A Lei Maria da Penha não vai deixar de ser o que ela é, ou seja, uma lei pedagógica, de direitos humanos. A Lei do Feminicídio, a 13.104 de 2015, veio para dar reforço penal à Lei Maria da Penha. Essas, em tempos de pandemia ou não, elas funcionam. Mas agora, além de lutar pelo fortalecimento dos canais como o 180, é preciso trabalhar com a questão da aplicabilidade urgente, célere, urgentíssima de medida protetiva [mecanismo legal para proteger mulheres vítimas de violência de serem agredidas novamente, obrigando determinadas condutas por parte do agressor, sendo a principal delas, a proibição do acusado de se aproximar da vítima.]. É preciso atuar para que os centros de referência que existem nas regiões metropolitanas permaneçam abertos 24 horas, além de instituir esses centros em todos os municípios. Infelizmente, também, nem todas as Delegacias de Atendimento à Mulher (Deam) funcionam 24 horas. Mas mesmo as delegacias comuns, como são chamadas, têm que acolher a denúncia de uma mulher vítima de violência, caso ela não tenha uma Deam próximo a ela. Também precisamos aumentar o número de Casas Abrigo, que não só acolhem a mulher mas podem estabelecer uma conexão mais direta, fluida, entre as delegacias e os centros de referência. É o que acontece na Casa da Mulher Brasileira [centro de atendimento humanizado e especializado no atendimento à mulher que reúne em um único espaço vários tipos de serviços]. Mas essa infraestrutura não existe em todas as capitais.

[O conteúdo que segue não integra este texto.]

PR #241, opened 2019-08-09
posix: use timespec for measuring time in btstack loop

skoperst:
Current timeval usage might be affected by discontinuous jumps in system time and cause timing erros.
Also, POSIX standard describes gettimeofday as obsolete.

### DIFF
--- a/platform/posix/btstack_run_loop_posix.c
+++ b/platform/posix/btstack_run_loop_posix.c
@@ -54,6 +54,8 @@
 #include <stdlib.h>
 #include <sys/select.h>
 #include <sys/time.h>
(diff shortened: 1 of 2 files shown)


mringwal:
thanks. I've used a different work-around to get it to compile and added checks for monotonic clock in 92b78dd714c7b90c9f3ef3cfc48966a44f6ef47e

CLOCK_MONOTONIC_RAW is not available on macOS. Is there a drawback in using CLOCK_MONOTONIC, resp, is there a compile time check for CLOCK_MONOTONIC_RAW (well, asides from !defined(__APPLE__))

please let me know if that works for you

É possível dizer que durante a pandemia as pessoas estão prestando mais atenção a esse problema, pelo menos?

Por incrível que pareça, o isolamento social deu mais visibilidade a essa questão da violência doméstica. Além da própria vítima da violência, as famílias, os amigos, estão atentos e têm usado esses canais alternativos. Quer ver um caso? Nós recebemos uma denúncia de uma mulher que escreveu um email e pediu que entrássemos em contato só no dia seguinte, após as 18 horas, porque o autor da violência não estaria em casa. Quem fez a denúncia não foi a vítima, mas uma amiga dela que mora em outro país. Ela nos conta que o agressor já foi identificado com bipolaridade e havia se afastado da mulher. Só que agora ele voltou a se aproximar dela e, durante a pandemia, estão inclusive morando na mesma casa. E aí os episódios violentos começaram. A amiga nos conta, no resumo da demanda, que ele faz de tudo para ela não conviver com os filhos adultos, que ele lhe tira o celular por dias e que mantém uma câmera na sala de casa de onde a controla quando sai para trabalhar. E foi essa amiga, que mora em outro país, que nos enviou um email. À medida que esses relatos nos chegam, nós podemos tomar algumas providências.

O que fazer? Como agir? Há algum protocolo recomendado para as vítimas de violência durante a pandemia?

Apesar de toda a deficiência desses canais — e a gente vem lutando para estruturá-los e fortalecê-los cada vez mais —, a melhor coisa a fazer, de novo, apesar de toda a deficiência, é ligar para o 180.  A Lei Maria da Penha prevê cinco tipos de violência doméstica e familiar contra a mulher: física, psicológica, moral, sexual e patrimonial. Para qualquer uma delas, a mulher deve ligar para o 180 e, no aspecto emergencial, para o 190 [Emergência – Polícia Militar] A gente precisa fazer a denúncia e colocá-la como algo urgente para que o autor da violência seja afastado. Depois, se for possível, ela deve procurar os Centros de Referência [espaços de acolhimento/atendimento psicológico, social, orientação e encaminhamento jurídico para mulheres em situação de violência doméstica]. Mas havendo a oportunidade, ela deve ir para casa de uma pessoa bem distante — o que agora é muito difícil. Ela também pode e deve aproveitar os momentos de acesso ao celular e as “lives” nas redes sociais e pedir ajuda.